Required action: Line by line, copy all of the data exactly.

Exercise input:
((

Issue #2438, opened 2021-01-21
Check returned job list for empty list


godber:
The k8s API could return an empty list here:

https://github.com/terascope/teraslice/blob/d11b5fce61f33198d531e776ec4269dcb1932341/packages/teraslice/lib/cluster/services/cluster/backends/kubernetes/index.js#L129-L132

We should retry a few times if that is the case, then raise an error if it is retried too many times.  I think it's possible for this to return an empty list even when the execution controller is running, but the state in k8s is not updated so the list is not yet populated.

peterdemartini:
@godber  I think we can close, this right?

godber:
Yeah

PR #2455, opened 2021-01-26
fixing issue when getting job list from k8s

godber:
This change will retry in the event that it gets a job list from k8s that contains anything other than a single entry.  This is meant to address:

https://github.com/terascope/teraslice/issues/2438


packages/teraslice/lib/cluster/services/cluster/backends/kubernetes/k8s.js
```diff
@@ -197,6 +197,19 @@ class K8s {
...
     }
 
+    async nonEmptyList(selector, objType) {
+        const jobs = await this.list(selector, objType);
+        if (jobs.items.length === 1) {
+            return jobs;
+        } if (jobs.items.length === 0) {
+            const msg = `Teraslice ${objType} matching the following selector was not found: ${selector} (retriable)`;
+            this.logger.warn(msg);
+            throw Error(msg);
```
peterdemartini, line 207: We should probably explicitly set `retryable: true` on error since `pRetry` is kind of specific about the errors it will retry.

```suggestion
            throw TSError(msg, { retryable: true });
```

packages/teraslice/lib/cluster/services/cluster/backends/kubernetes/k8s.js
```diff
@@ -197,6 +197,19 @@ class K8s {
...
+        } else {
+            throw Error(`Unexpected number of Teraslice ${objType}s matching the following selector: ${selector}`);
```
peterdemartini, line 209: We should probably explicitly set `retryable: true` on error since `pRetry` is kind of specific about the errors it will retry.

```suggestion
            throw TSError(`Unexpected number of Teraslice ${objType}s matching the following selector: ${selector}`, {
                retryable: true
            });
```

packages/teraslice/test/lib/cluster/services/cluster/backends/kubernetes/k8s-spec.js
```diff
@@ -104,6 +104,33 @@ describe('k8s', () => {
...
+                .get('/apis/batch/v1/namespaces/default/jobs/')
+                .query({ labelSelector: 'app=teraslice' })
+                .reply(200, { items: [] });
+
+            try {
+                await k8s.nonEmptyList('app=teraslice', 'jobs');
+            } catch (error) {
+                expect(error).toEqual(
+                    Error('Teraslice jobs matching the following selector was not found: app=teraslice (retriable)')
+                );
```
peterdemartini, line 129: If this resolves instead of rejects, the test will pass, jest has an API for handling this more gracefully too.

```suggestion
            await expect(k8s.nonEmptyList('app=teraslice', 'jobs')).rejects.toThrowError('Teraslice jobs matching the following selector was not found: app=teraslice (retriable)');
```

peterdemartini (changes requested):

packages/teraslice/test/lib/cluster/services/cluster/backends/kubernetes/k8s-spec.js
godber: Oh, good point, it hadn't occurred to me.

I tried something like that to begin with but couldn't get it working right.

I will try your suggestion and see if it works.

godber: Ok, I think I have it now.

peterdemartini (approved):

))

Response to the task:
Issue #2438, opened 2021-01-21
Check returned job list for empty list


godber:
The k8s API could return an empty list here:

https://github.com/terascope/teraslice/blob/d11b5fce61f33198d531e776ec4269dcb1932341/packages/teraslice/lib/cluster/services/cluster/backends/kubernetes/index.js#L129-L132

We should retry a few times if that is the case, then raise an error if it is retried too many times.  I think it's possible for this to return an empty list even when the execution controller is running, but the state in k8s is not updated so the list is not yet populated.

peterdemartini:
@godber  I think we can close, this right?

godber:
Yeah

PR #2455, opened 2021-01-26
fixing issue when getting job list from k8s

godber:
This change will retry in the event that it gets a job list from k8s that contains anything other than a single entry.  This is meant to address:

https://github.com/terascope/teraslice/issues/2438


packages/teraslice/lib/cluster/services/cluster/backends/kubernetes/k8s.js
```diff
@@ -197,6 +197,19 @@ class K8s {
...
     }
 
+    async nonEmptyList(selector, objType) {
+        const jobs = await this.list(selector, objType);
+        if (jobs.items.length === 1) {
+            return jobs;
+        } if (jobs.items.length === 0) {
+            const msg = `Teraslice ${objType} matching the following selector was not found: ${selector} (retriable)`;
+            this.logger.warn(msg);
+            throw Error(msg);
```
peterdemartini, line 207: We should probably explicitly set `retryable: true` on error since `pRetry` is kind of specific about the errors it will retry.

```suggestion
            throw TSError(msg, { retryable: true });
```

packages/teraslice/lib/cluster/services/cluster/backends/kubernetes/k8s.js
```diff
@@ -197,6 +197,19 @@ class K8s {
...
+        } else {
+            throw Error(`Unexpected number of Teraslice ${objType}s matching the following selector: ${selector}`);
```
peterdemartini, line 209: We should probably explicitly set `retryable: true` on error since `pRetry` is kind of specific about the errors it will retry.

```suggestion
            throw TSError(`Unexpected number of Teraslice ${objType}s matching the following selector: ${selector}`, {
                retryable: true
            });
```

packages/teraslice/test/lib/cluster/services/cluster/backends/kubernetes/k8s-spec.js
```diff
@@ -104,6 +104,33 @@ describe('k8s', () => {
...
+                .get('/apis/batch/v1/namespaces/default/jobs/')
+                .query({ labelSelector: 'app=teraslice' })
+                .reply(200, { items: [] });
+
+            try {
+                await k8s.nonEmptyList('app=teraslice', 'jobs');
+            } catch (error) {
+                expect(error).toEqual(
+                    Error('Teraslice jobs matching the following selector was not found: app=teraslice (retriable)')
+                );
```
peterdemartini, line 129: If this resolves instead of rejects, the test will pass, jest has an API for handling this more gracefully too.

```suggestion
            await expect(k8s.nonEmptyList('app=teraslice', 'jobs')).rejects.toThrowError('Teraslice jobs matching the following selector was not found: app=teraslice (retriable)');
```

peterdemartini (changes requested):

packages/teraslice/test/lib/cluster/services/cluster/backends/kubernetes/k8s-spec.js
godber: Oh, good point, it hadn't occurred to me.

I tried something like that to begin with but couldn't get it working right.

I will try your suggestion and see if it works.

godber: Ok, I think I have it now.

peterdemartini (approved):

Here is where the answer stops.